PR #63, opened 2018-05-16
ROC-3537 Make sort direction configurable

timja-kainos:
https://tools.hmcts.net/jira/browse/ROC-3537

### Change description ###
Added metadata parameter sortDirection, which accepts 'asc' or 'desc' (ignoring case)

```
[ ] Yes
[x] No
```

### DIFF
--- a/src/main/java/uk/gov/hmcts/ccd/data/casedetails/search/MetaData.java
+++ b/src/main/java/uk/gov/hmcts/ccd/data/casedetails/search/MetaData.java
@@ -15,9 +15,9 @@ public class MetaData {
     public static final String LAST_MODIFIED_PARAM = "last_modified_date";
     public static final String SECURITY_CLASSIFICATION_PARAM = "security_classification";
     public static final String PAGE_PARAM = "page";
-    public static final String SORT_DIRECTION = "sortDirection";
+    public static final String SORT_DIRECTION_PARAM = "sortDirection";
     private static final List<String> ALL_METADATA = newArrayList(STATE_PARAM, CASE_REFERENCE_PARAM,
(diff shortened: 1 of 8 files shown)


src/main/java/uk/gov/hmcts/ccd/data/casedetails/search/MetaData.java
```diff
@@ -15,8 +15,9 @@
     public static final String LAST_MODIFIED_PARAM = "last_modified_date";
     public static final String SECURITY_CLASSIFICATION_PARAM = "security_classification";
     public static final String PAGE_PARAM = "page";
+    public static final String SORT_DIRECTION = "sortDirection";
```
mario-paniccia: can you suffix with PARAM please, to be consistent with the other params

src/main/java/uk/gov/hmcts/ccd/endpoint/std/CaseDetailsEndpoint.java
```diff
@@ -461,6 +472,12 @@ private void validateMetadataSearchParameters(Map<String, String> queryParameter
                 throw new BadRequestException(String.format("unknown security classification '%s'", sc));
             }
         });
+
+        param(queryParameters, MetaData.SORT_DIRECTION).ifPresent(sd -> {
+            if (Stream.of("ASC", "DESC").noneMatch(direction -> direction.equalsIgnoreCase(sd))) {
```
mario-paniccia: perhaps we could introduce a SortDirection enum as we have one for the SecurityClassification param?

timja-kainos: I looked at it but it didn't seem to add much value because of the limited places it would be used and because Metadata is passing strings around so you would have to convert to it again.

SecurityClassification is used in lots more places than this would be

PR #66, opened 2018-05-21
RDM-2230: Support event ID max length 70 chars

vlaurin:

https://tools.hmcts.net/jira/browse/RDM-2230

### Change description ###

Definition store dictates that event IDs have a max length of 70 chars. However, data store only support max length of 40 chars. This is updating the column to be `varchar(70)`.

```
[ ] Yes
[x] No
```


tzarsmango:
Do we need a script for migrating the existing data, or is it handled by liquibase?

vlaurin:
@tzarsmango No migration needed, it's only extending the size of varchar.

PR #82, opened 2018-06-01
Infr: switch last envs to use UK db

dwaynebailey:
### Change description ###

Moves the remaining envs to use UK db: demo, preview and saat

******************************

Aim of the task: Produce the material again exactly as it is shown above.

Solution:
PR #63, opened 2018-05-16
ROC-3537 Make sort direction configurable

timja-kainos:
https://tools.hmcts.net/jira/browse/ROC-3537

### Change description ###
Added metadata parameter sortDirection, which accepts 'asc' or 'desc' (ignoring case)

```
[ ] Yes
[x] No
```

### DIFF
--- a/src/main/java/uk/gov/hmcts/ccd/data/casedetails/search/MetaData.java
+++ b/src/main/java/uk/gov/hmcts/ccd/data/casedetails/search/MetaData.java
@@ -15,9 +15,9 @@ public class MetaData {
     public static final String LAST_MODIFIED_PARAM = "last_modified_date";
     public static final String SECURITY_CLASSIFICATION_PARAM = "security_classification";
     public static final String PAGE_PARAM = "page";
-    public static final String SORT_DIRECTION = "sortDirection";
+    public static final String SORT_DIRECTION_PARAM = "sortDirection";
     private static final List<String> ALL_METADATA = newArrayList(STATE_PARAM, CASE_REFERENCE_PARAM,
(diff shortened: 1 of 8 files shown)


src/main/java/uk/gov/hmcts/ccd/data/casedetails/search/MetaData.java
```diff
@@ -15,8 +15,9 @@
     public static final String LAST_MODIFIED_PARAM = "last_modified_date";
     public static final String SECURITY_CLASSIFICATION_PARAM = "security_classification";
     public static final String PAGE_PARAM = "page";
+    public static final String SORT_DIRECTION = "sortDirection";
```
mario-paniccia: can you suffix with PARAM please, to be consistent with the other params

src/main/java/uk/gov/hmcts/ccd/endpoint/std/CaseDetailsEndpoint.java
```diff
@@ -461,6 +472,12 @@ private void validateMetadataSearchParameters(Map<String, String> queryParameter
                 throw new BadRequestException(String.format("unknown security classification '%s'", sc));
             }
         });
+
+        param(queryParameters, MetaData.SORT_DIRECTION).ifPresent(sd -> {
+            if (Stream.of("ASC", "DESC").noneMatch(direction -> direction.equalsIgnoreCase(sd))) {
```
mario-paniccia: perhaps we could introduce a SortDirection enum as we have one for the SecurityClassification param?

timja-kainos: I looked at it but it didn't seem to add much value because of the limited places it would be used and because Metadata is passing strings around so you would have to convert to it again.

SecurityClassification is used in lots more places than this would be

PR #66, opened 2018-05-21
RDM-2230: Support event ID max length 70 chars

vlaurin:

https://tools.hmcts.net/jira/browse/RDM-2230

### Change description ###

Definition store dictates that event IDs have a max length of 70 chars. However, data store only support max length of 40 chars. This is updating the column to be `varchar(70)`.

```
[ ] Yes
[x] No
```


tzarsmango:
Do we need a script for migrating the existing data, or is it handled by liquibase?

vlaurin:
@tzarsmango No migration needed, it's only extending the size of varchar.

PR #82, opened 2018-06-01
Infr: switch last envs to use UK db

dwaynebailey:
### Change description ###

Moves the remaining envs to use UK db: demo, preview and saat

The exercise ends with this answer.